THE GREAT VICTORY ON TORTURE John McCain “won” on Thursday is now over. Open now the gates of hell and of Guantanamo. Torture is back in business, big time. What the left hand gives, the right takes away. Rights and dignity in McCain’s measure against “torture” sit side by side with a Graham amendment in a single Defense spending bill. Justice and decency are bid for in the dropping of coins from our national treaury, then they drop from sight. Let the victory tour roll on. The Graham Levin amendment limits appeals of detainees for justice and um not incidentally allows “coerced testimony” to be used in military courts.
Thomas B. Wilner, a lawyer who represents a group of Kuwaiti detainees at Guantánamo Bay, said in an interview that the new language would render the McCain restrictions unenforceable at the Cuban prison. "If McCain is one small step forward, enactment of this language would be two giant steps backwards," Mr. Wilner said.
Two of the main Senate sponsors of the measure, Lindsey Graham, Republican of South Carolina, and Carl Levin, Democrat of Michigan, defended the changes made to the language that the Senate passed last month, 84 to 14.
Mr.
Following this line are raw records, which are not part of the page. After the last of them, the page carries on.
PR #1109, opened 2016-02-15
enhance write_fake_manifest.py

fbenkstein:
Add command line options to write_fake_manifest.py to change the number of
targets being generated and the seed.  More importantly, add an option to
generate sources as well so the manifest generated can actually be executed
successfully.

### DIFF
--- a/misc/write_fake_manifests.py
+++ b/misc/write_fake_manifests.py
@@ -50,9 +50,10 @@ def moar(avg_options, p_suffix):
 
 
 class GenRandom(object):
-    def __init__(self):
+    def __init__(self, src_dir):
         self.seen_names = set([None])
         self.seen_defines = set([None])
+        self.src_dir = src_dir
 
     def _unique_string(self, seen, avg_options=1.3, p_suffix=0.1):
         s = None
@@ -76,7 +77,7 @@ class GenRandom(object):
 
     def src_obj_pairs(self, path, name):
         num_sources = paretoint(55, alpha=2) + 1
-        return [(os.path.join('..', '..', path, s + '.cc'),
+        return [(os.path.join(self.src_dir, path, s + '.cc'),
                  os.path.join('obj', path, '%s.%s.o' % (name, s)))
                 for s in self._n_unique_strings(num_sources)]
 
@@ -103,12 +104,8 @@ class Target(object):
         self.kind = kind
         self.has_compile_depends = random.random() < 0.4
 
-    @property
-    def includes(self):
-        return ['-I' + dep.dir_path for dep in self.deps]
 
-
-def write_target_ninja(ninja, target):
+def write_target_ninja(ninja, target, src_dir):
     compile_depends = None
     if target.has_compile_depends:
       compile_depends = os.path.join(
@@ -117,8 +114,7 @@ def write_target_ninja(ninja, target):
       ninja.newline()
 
     ninja.variable('defines', target.defines)
-    if target.deps:
-        ninja.variable('includes', target.includes)
+    ninja.variable('includes', '-I' + src_dir)
     ninja.variable('cflags', ['-Wall', '-fno-rtti', '-fno-exceptions'])
     ninja.newline()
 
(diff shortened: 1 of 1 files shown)


misc/write_fake_manifests.py
```diff
@@ -129,13 +128,49 @@ def write_target_ninja(ninja, target):
     deps = [dep.output for dep in target.deps]
     libs = [dep.output for dep in target.deps if dep.kind == LIB]
     if target.kind == EXE:
-        ninja.variable('ldflags', '-Wl,pie')
+        # ninja.variable('ldflags', '-Wl,-pie')
```
nico: ?

misc/write_fake_manifests.py
```diff
@@ -129,13 +128,49 @@ def write_target_ninja(ninja, target):
...
     ninja.build(target.output, link, [obj for _, obj in target.src_obj_pairs],
                 implicit=deps)
 
 
+def write_sources(target, root_dir):
+    need_main = target.kind == EXE
+
+    includes = []
+
+    # include siblings
```
nico: nit: Please use sentences for comments (i.e. `# Include siblings.`)

misc/write_fake_manifests.py
```diff
@@ -129,13 +128,49 @@ def write_target_ninja(ninja, target):
...
+    for cc_filename, _ in target.src_obj_pairs:
+        includes.append(os.path.basename(os.path.splitext(cc_filename)[0] + '.h'))
+
+    # include deps
+    for dep in target.deps:
+        for cc_filename, _ in dep.src_obj_pairs:
+            includes.append("%s/%s" % (dep.dir_path, os.path.basename(os.path.splitext(cc_filename)[0] + '.h')))
```
nico: please wrap at 80 columns

misc/write_fake_manifests.py
```diff
@@ -149,7 +184,7 @@ def write_master_ninja(master_ninja, targets):
       command='$cxx -MMD -MF $out.d $defines $includes $cflags -c $in -o $out',
       depfile='$out.d', deps='gcc')
     master_ninja.rule('alink', description='LIBTOOL-STATIC $out',
-      command='rm -f $out && libtool -static -o $out $in')
+      command='rm -f $out && ar rcs -o $out $in')
```
nico: I suppose this needs `libtools -static` on OS X and `ar rcs` on other POSIXen (check sys.platform)

nico:
Cool, looks like a nice change, thanks :-)

fbenkstein:
I have made the requested changes and made sure the generated manifest compiles on Linux and OSX.

misc/write_fake_manifests.py
```diff
@@ -199,17 +243,23 @@ def random_targets():
 
 def main():
     parser = argparse.ArgumentParser()
+    parser.add_argument('-s', '--sources', action='store_true', help='write source files', default=False)
```
nico: nit: please wrap at 80 columns (also below)

misc/write_fake_manifests.py
```diff
@@ -76,7 +76,7 @@ def path(self):
 
     def src_obj_pairs(self, path, name):
         num_sources = paretoint(55, alpha=2) + 1
-        return [(os.path.join('..', '..', path, s + '.cc'),
+        return [(os.path.join('src', path, s + '.cc'),
```
nico: Hm, having the build directory as a child of the src directory and the cwd during compilations is fairly common (it's how cmake, gyp, gn all work), so if at all possible I think it'd be good to keep the "../.." prefix on source file references.

fbenkstein: I made this change because I didn't want to write outside the target directory. What if I change the `-s, --sources` option from a boolean to taking a source directory argument?

nico: That sounds good.

nico: (It's my impression that this isn't blocked on you waiting for me; is that correct?)

fbenkstein: Yes, I'm just busy at the moment and suspend my ninja related activities.
Will pick this up again in a few days hopefully.

fbenkstein:
Should have all comments addressed now.

nico:
Thanks, sorry about the super slow turn-around time.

Graham acknowledged the measure's intention to make it possible to use information obtained by coercive interrogation techniques in military panels that evaluate whether detainees at Guantánamo are being rightfully held as "enemy combatants." He argued that the techniques were not abusive.LEVIN SHOULD BE PARTICULARLY ASHAMED in this pass the buck pas de deux. In this dance of the damned, he says he had to choose between two bad alternatives. Evil wins when good gives up and chooses the lesser rather than fighting for the better. The New York Times has an editorial out that says Ban All Torture, which is what you would think happened in with the McCain amendment. But what really happened is a case of you scratch my back, I’ll scratch yours and don’t look at whether we just scratched the eyes out of some poor bastard or worse.
JUSTICE IS BLIND to what will now go on, but the architects of this minor atrocity will pat each other on the back. Call in the cameras. We have an announcement. Torture is banned, but it isn’t. Are the cameras ready? Done. You scratch my balls, I’ll scratch yours. Such announcements sound like the scratching of fingernails on a chalkboard. Chalk one up for tearing out fingernails. We do not torture, but tortured testimony is cool. Or something
KAFKA MEETS MISTER MACABRE in the form of David Addington, whose name never fails to add up as a minus where a man’s dignity, the political process, and language meet.
Mr. Addington, who was a primary architect of the presidential order [establishing the military commissions], argued in the debates earlier this year that by explicitly prohibiting evidence obtained by torture, the administration would raise an unnecessary red flag. suggesting at least implicitly that prisoners in American custody were, in fact, being tortured, officials said.
SO THE ADMISSION COMES in the denial. We cannot deny what we do because that would admit what we do. So we slip into darkness, back into the black sea, and our reptilian past.
MORE VOICES IN THE SOUND AND THE FURY
EMILY BAZELON The Get Out of Torture Free Card: How will McCain and Graham-Levin-Kyl play out in practice? One reading of the twin provisions is that a government interrogator who tortured a detainee could be prosecuted for violating McCain's ban, even as the testimony he elicited is used to keep that detainee or another one behind bars. Talk about sending mixed signals. In practice, though, it's hard to see how claims of torture will come to light in any of these proceedings.
SOME WILL SAY Bush and more particularly Cheney won on this. No one won. We all lost.BODY AND SOUL Jeanne has an assignment: This is confusing, and it's meant to be. While the headlines blare that Bush finally agreed that torture and abuse will not be allowed, and that the Army Field Manual will determine how prisoners are treated, it looks like the final agreement will be that torture is forbidden, but if one of our guys happens to do it, he can argue that a "reasonable person" wouldn't have considered an act contrary to the Army Field Manual to actually be unlawful, and if a victim confesses under the stress of that accidentally unlawful treatment, we can still use the information in a tribunal. And if you happen to find yourself in that unhappy position, you will have no right to ask why you're being held.
THE HERETIK SUSPECTS some teachers may offer more assignments of reading Joseph Heller’s Catch 22.
WAPO GETS IT RIGHT well half right, when it says: In short, restoring the rule of law over an administration that deliberately chose lawlessness in its treatment of detainees may be an arduous process. And yet the McCain amendment is a vital, and hard-won, opening move.
THOSE WHO FORGET the bad faith this administration has engaged in may soon see worse. The Post seems to have jumped on the McCain train and neglected to connect how the Graham Levin Kyl amendment kills it.
PESSIMIST at Left Coaster sees the cartoon aspect: What was it Boris Badinov used to say? Ah, yes: "Never underestimate the power of a schnook!"
HUMAN RIGHTS WATCH gets the bottom line on this: If passed into law, this would be the first time in American history that Congress has effectively permitted the use of evidence obtained through torture.
As I wrote when I first saw the Graham amendment, "Shame! Shame!"